The ‘Cool’ Part of Your AC. The Coils and CondensersPublished on: May 2, 2012
Your air conditioner is a fascinating machine. It heats, cools and dehumidifies the air, keeping you and your family comfortable. During your next air conditioning tune-up, ask the technician to explain how the system works to keep your house cool. To help avoid ac repair, it is important to understand how your coils and condensers work to keep you cool.

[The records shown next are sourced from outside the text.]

PR #237, opened 2024-04-11
[java] Improve Java parsing performance

alexander-yakushev:
I've noticed that most of the time spent during running tests is calling `source-info` from different places.

### DIFF
--- a/src-newer-jdks/orchard/java/parser.clj
+++ b/src-newer-jdks/orchard/java/parser.clj
@@ -230,14 +230,14 @@
         (when-let [^DocletEnvironment root (parse-java path (module-name klass))]
           (try
             (let [path-resource (io/resource path)]
-              (assoc (->> (.getIncludedElements root)
-                          (filter #(#{ElementKind/CLASS
-                                      ElementKind/INTERFACE
-                                      ElementKind/ENUM}
-                                    (.getKind ^Element %)))
-                          (keep #(parse-info % root))
-                          (filter #(= klass (:class %)))
-                          (first))
+              (assoc (some #(when (#{ElementKind/CLASS
+                                     ElementKind/INTERFACE
+                                     ElementKind/ENUM}
+                                   (.getKind ^Element %))
+                              (let [info (parse-info % root)]
+                                (when (= (:class info) klass)
+                                  info)))
+                           (.getIncludedElements root))
                      ;; relative path on the classpath
                      :file path
                      ;; Legacy key. Please do not remove - we don't do breaking changes!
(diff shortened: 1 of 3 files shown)


alexander-yakushev:
It doesn't seem to outright help with times on CI, but it does on my machine. I think these changes are useful nonetheless.

alexander-yakushev:
@vemv Is there an explicit reason why Eastwood runs in each test job and not together with Kondo and others in a dedicated job?

src-newer-jdks/orchard/java/parser_next.clj
```diff
@@ -323,14 +323,14 @@
...
           (try
             (let [path-resource (io/resource path)]
-              (assoc (->> (.getIncludedElements root)
-                          (filterv #(#{ElementKind/CLASS
-                                       ElementKind/INTERFACE
-                                       ElementKind/ENUM}
-                                     (.getKind ^Element %)))
-                          (mapv #(parse-info % root))
-                          (filterv #(= klass (:class %)))
-                          (first))
```
alexander-yakushev, line 333: Because of eagerness, this code invoked `parse-info` on every element of `root` even though we only need the first one that matches `(= klass (:class %)`.

src-newer-jdks/orchard/java/parser.clj
```diff
@@ -230,14 +230,14 @@
...
           (try
             (let [path-resource (io/resource path)]
-              (assoc (->> (.getIncludedElements root)
-                          (filter #(#{ElementKind/CLASS
-                                      ElementKind/INTERFACE
-                                      ElementKind/ENUM}
-                                    (.getKind ^Element %)))
-                          (keep #(parse-info % root))
-                          (filter #(= klass (:class %)))
-                          (first))
```
alexander-yakushev, line 240: This is a bit better due to laziness, but it will still realize at least a 32-chunk of `parse-info`s before doing `first` on them.

src/orchard/java.clj
```diff
@@ -476,8 +476,7 @@
   [ns sym]
   (when-let [ns (find-ns ns)]
     (->> (vals (ns-imports ns))
-         (map #(member-info (-> ^Class % .getName symbol) sym))
-         (filter identity)
+         (keep #(member-info (-> ^Class % .getName symbol) sym))
```
alexander-yakushev, line 479: This one is minor.

vemv:
> Still, maybe limiting it to a single Java version at least makes sense?

Not necessarily as Eastwood detects Java method deprecations - these vary per JDK

Plus, code evaluation can fail for arbitrary reasons  - the chosen JDK is an important factor, so more JDKs == more coverage

vemv:
Thanks much for the changes!

Hopefully this will make at least some difference.

I'll want to work on https://github.com/clojure-emacs/orchard/issues/211 sometime in the year.

PR #239, opened 2024-04-15
[clojuredocs] Protect cache filling with a lock

alexander-yakushev:
While profiling the test runs, I noticed that the function that parser Clojuredocs export spends significant time within `pmap` invocation. Looks like multiple threads are racing to compute the cache.

The change is unlikely to impact users anyhow, unless there is a situation with a slow machine like there was in Compliment and its own caching. In any case, this change wouldn't hurt.

### DIFF
--- a/src/orchard/clojuredocs.clj
+++ b/src/orchard/clojuredocs.clj
@@ -8,11 +8,17 @@
    [clojure.string :as string]
    [orchard.util.os :as os])
   (:import
-   (java.io IOException)
    (java.net URI)
-   (javax.net.ssl HttpsURLConnection)))
+   (javax.net.ssl HttpsURLConnection)
+   (java.util.concurrent.locks ReentrantLock)))
 
 (def cache (atom {}))
+(def ^:private ^ReentrantLock lock
+  "Lock to prevent concurrent loading and parsing of Clojuredocs data and writing
+  it into cache. This lock provides only efficiency benefits and is not
+  necessary for correct behavior as accessing atom that contains immutable data
+  structures is safe without a lock."
+  (ReentrantLock.))
 (def default-edn-file-url
   "https://github.com/clojure-emacs/clojuredocs-export-edn/raw/master/exports/export.compact.edn")
 (def cache-file-name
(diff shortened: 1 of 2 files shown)


src/orchard/clojuredocs.clj
```diff
@@ -53,17 +54,20 @@
         (finally
           (.disconnect conn))))))
 
-(defn load-docs-if-not-loaded!
-  "Load exported docs from bundled or cached file when no docs are loaded.
+(let [lock (ReentrantLock.)]
```
bbatsov, line 57: Isn't it a bit weird to have the lock around a definition? 

I'd also suggest adding your comment from the issue here for posterity's sake.

alexander-yakushev: + on the comment.

Does the "function-private global variable" pattern look weird to you? I thought it was pretty common.

vemv:
Seems a reasonable addition!

You might want to add similar locks throughout the ns

src/orchard/clojuredocs.clj
bbatsov: > Does the "function-private global variable" pattern look weird to you?

I haven't seen it much, but I get why you did it like this. It's fine by me.

alexander-yakushev:
> You might want to add similar locks throughout the ns

Right, I see now that there is another place where stuff gets loaded. Let me rethink and refactor this a bit.

alexander-yakushev:
Tests are passing now.

test/orchard/clojuredocs_test.clj
```diff
@@ -69,54 +68,53 @@
...
-      (with-redefs [docs/test-remote-url (constantly [false (IOException. "dummy")])]
-        (create-dummy-cache-file now)
-        (reset! docs/cache {})
-
-        (is (= now (.lastModified cache-file)))
-        (is (empty? @docs/cache))
-        (is (thrown? IOException (docs/update-cache! test-edn-file)))
-        (is (= now (.lastModified cache-file)))
-        (is (empty? @docs/cache))))))
+      (docs/clean-cache!)
```
vemv, line 110: Should this be protected by the lock?

alexander-yakushev: It may be, but at the same time, it doesn't have to. Setting the cache to an empty map is not really something we care about if it happens on multiple threads simultaneously.

vemv:
This seems reasonable to merge although my humble suggestion would be to make this as 'foolproof' as possible - these sections of code can get updated once every couple years so something simple would probably be appreciated - especially as we're dealing with locking.

alexander-yakushev:
I don't think that serializing all access to cache (including reads) is necessary. I'll try to expand the comment so that future editors understand better what is going on.

vemv:
I didn't suggest serializing reads - instead I wanted to prevent any maintainers from having to reason much - energies are a pretty scarce resource when there are 100 issues open at any given time.

A readwrite lock might help. And/or encapsulating things in some or other way.

But if you don't see a clear improvement that's fine too - no issue!

alexander-yakushev:
Given that I'm the first person to take a look at this namespace in 4 years, I can say yes, the maintainers' energies are safe here. 😆

vemv:
What I meant is, next time I or someone else has to touch this, maybe 4 years from now, will we scratch our heads?

PR #243, opened 2024-04-21
[inspector] Misc improvements

alexander-yakushev:
Nothing user-facing here except removing `eval-and-inspect`.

The air conditioner draws inside air through a filter and sends it flowing over the evaporator coils. The coils are filled with cold refrigerant. The mixture of hot and cold causes the moisture in the air to condense and form drops. These drops flow into the drain pan and into the drain line. If the line is clogged with algae or mold, it will back up into the house. An ac repair technician will clear the line and advise you to pour a cup of bleach every month into it to keep it clear. Make sure an access port is installed as part of the air conditioning installation.
The cooled and dehumidified air flows into the ducting system to be delivered to the house. The refrigerant in the evaporator coils picks up the heat from the air and carries it to the condenser coils. A fan runs to cool the condenser coils the same way a car radiator fan works. With regular maintenance, an ac repair in the condenser should be minimal. Without regular maintenance of the coils and condenser units, you will need a new air conditioning installation.
A number of products online are touted to clean coils and condensing units to save you money. It is better to have an ac repair company perform the maintenance on a regular basis. The technician can also help you select a high-efficiency unit for your next air conditioning installation.